Metropolitan Police Target Prince Andrew’s Security Detail in Epstein Trafficking Probe
Investigators scrutinize London airports and Windsor estate as court document dump triggers misconduct investigation.


Carla Rooney
The Metropolitan Police has demanded that Prince Andrew’s former bodyguards come forward with testimony as the fallout from the United States Department of Justice’s release of millions of Epstein court documents intensifies.
The Metropolitan Police asserts that these high-traffic aviation facilities functioned as essential nodes for systemic abuse and the illicit movement of minors across international borders. Beyond the tarmac, the investigation has breached the gates of the Duke of York’s former residence in Windsor following his arrest on suspicion of misconduct in public office.
This dramatic escalation sees investigators probing whether members of the Royalty and Specialist Protection (RaSP) command witnessed or facilitated illicit activities during high-profile excursions to Epstein’s private Caribbean island. Former officers have broken ranks to allege that specific protection details deliberately ignored the Prince’s conduct while stationed at these secluded retreats.
Such allegations suggest a catastrophic failure of oversight within the elite units tasked with guarding the monarchy's most senior figures. Further complicating the legal landscape, unsealed Epstein files indicate the former prince may have shared sensitive government documents and proprietary commercial information with the financier.
This potential breach of state security has ignited a constitutional firestorm, forcing the government to weigh legislation that would formally excise Andrew from the line of royal succession. The investigation’s momentum now hinges on the silence of the security apparatus that once cocooned the Duke, as authorities work to quantify the logistical support provided to Epstein’s network.

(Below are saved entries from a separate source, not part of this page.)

PR #34, opened 2019-02-08
Adding generic errors and mapping to http errors

davidffrench:
## Motivation
Our clean architecture separates business logic (filename=service) and delivery (http). We should not be using http errors in the services as multiple delivery methods (http, CLI) would be using the same service file.

## What
Added generic error model that can be used in both the service and repository files. This is then mapped to the http errors which will only be done at the http delivery layer.

## Why
Clean separation of responsibilities between our layers. 

## How
All errors in the service and repository layer will return an error using the method `return models.ErrInternalServerError`

## Verification Steps
None needed in my opinion. Tests are written to cover all cases.

## Checklist:

## Progress

- [x] Finished task
- [ ] TODO

### DIFF
--- a/pkg/httperrors/httperrors.go
+++ b/pkg/httperrors/httperrors.go
@@ -3,6 +3,7 @@ package httperrors
 import (
 	"encoding/json"
 
+	"github.com/aerogear/mobile-security-service/pkg/models"
 	"github.com/labstack/echo"
 )
 
@@ -121,4 +122,23 @@ func HTTPError(c echo.Context, statusCode int, message string) (e error) {
 	}
 
 	return c.JSON(statusCode, resBody)
+}
+
+// GetHTTPResponseFromErr returns the mapped http error to the generic errors model.
+func GetHTTPResponseFromErr(c echo.Context, err error) (e error) {
+
+	switch err {
+	case models.ErrInternalServerError:
+		return InternalServerError(c, err.Error())
+	case models.ErrNotFound:
+		return NotFound(c, err.Error())
+	case models.ErrConflict:
+		return Conflict(c, err.Error())
+	case models.ErrBadParamInput:
+		return BadRequest(c, err.Error())
+	case models.ErrUnauthorized:
+		return Unauthorized(c, err.Error())
+	default:
+		return InternalServerError(c, "")
+	}
 }
--- a/pkg/httperrors/httperrors_test.go
+++ b/pkg/httperrors/httperrors_test.go
@@ -1,11 +1,13 @@
 package httperrors
 
 import (
+	"errors"
 	"net/http"
 	"net/http/httptest"
 	"reflect"
 	"testing"
 
+	"github.com/aerogear/mobile-security-service/pkg/models"
 	"github.com/labstack/echo"
 )
 
@@ -37,6 +39,60 @@ func TestHTTPError(t *testing.T) {
 
 			if _ = HTTPError(c, tt.args.statusCode, tt.args.message); !reflect.DeepEqual(rec.Code, tt.wantCode) {
 				t.Errorf("HTTPError() error = %v, wantErr %v", rec.Code, tt.args.statusCode)
+			}
+		})
+	}
+}
+
+func TestGetHTTPResponseFromErr(t *testing.T) {
+
+	tests := []struct {
+		name     string
+		args     error
+		wantCode int
+	}{
+		{
+			name:     "GetHTTPResponseFromErr() should return a HTTP error with a 500 status code",
+			args:     models.ErrInternalServerError,
+			wantCode: http.StatusInternalServerError,
+		},
+		{
+			name:     "GetHTTPResponseFromErr() should return a HTTP error with a 404 status code",
+			args:     models.ErrNotFound,
+			wantCode: http.StatusNotFound,
+		},
+		{
+			name:     "GetHTTPResponseFromErr() should return a HTTP error with a 409 status code",
+			args:     models.ErrConflict,
+			wantCode: http.StatusConflict,
+		},
+		{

This scrutiny signals a historic rupture in the traditional deference shown by the Metropolitan Police toward the Crown, challenging the very sanctity of royal protection commands. The Royalty and Specialist Protection command, historically an impenetrable fortress of discretion, now finds its internal culture dissected by international criminal investigators.
By mapping the movement of minors through Stansted and other regional hubs, detectives intend to reconstruct the precise flight paths into the private estates of the global elite. The eventual findings could fundamentally reshape the legal doctrines surrounding diplomatic immunity and the accountability of state-funded security personnel.
Should the allegations of document sharing be substantiated, the case will pivot from a scandal of personal depravity to a high-stakes national security crisis. Government officials are currently navigating the complex constitutional mechanics required to strip a royal of their succession rights, a move with almost no modern precedent.
The mounting pressure on former protection officers to violate their oaths of silence indicates that the Metropolitan Police is prepared to follow the evidence into the highest echelons of power. As the ongoing document release from the Department of Justice yields fresh leads, the dark intersection of extreme wealth and systemic exploitation becomes increasingly undeniable.
The central question remains whether the logistical infrastructure of the British state was inadvertently exploited or complicitly deployed to shield a global trafficking operation. The coming weeks will determine if the testimony of the security detail provides the final, damning link between the financier’s network and the Duke’s official state activities.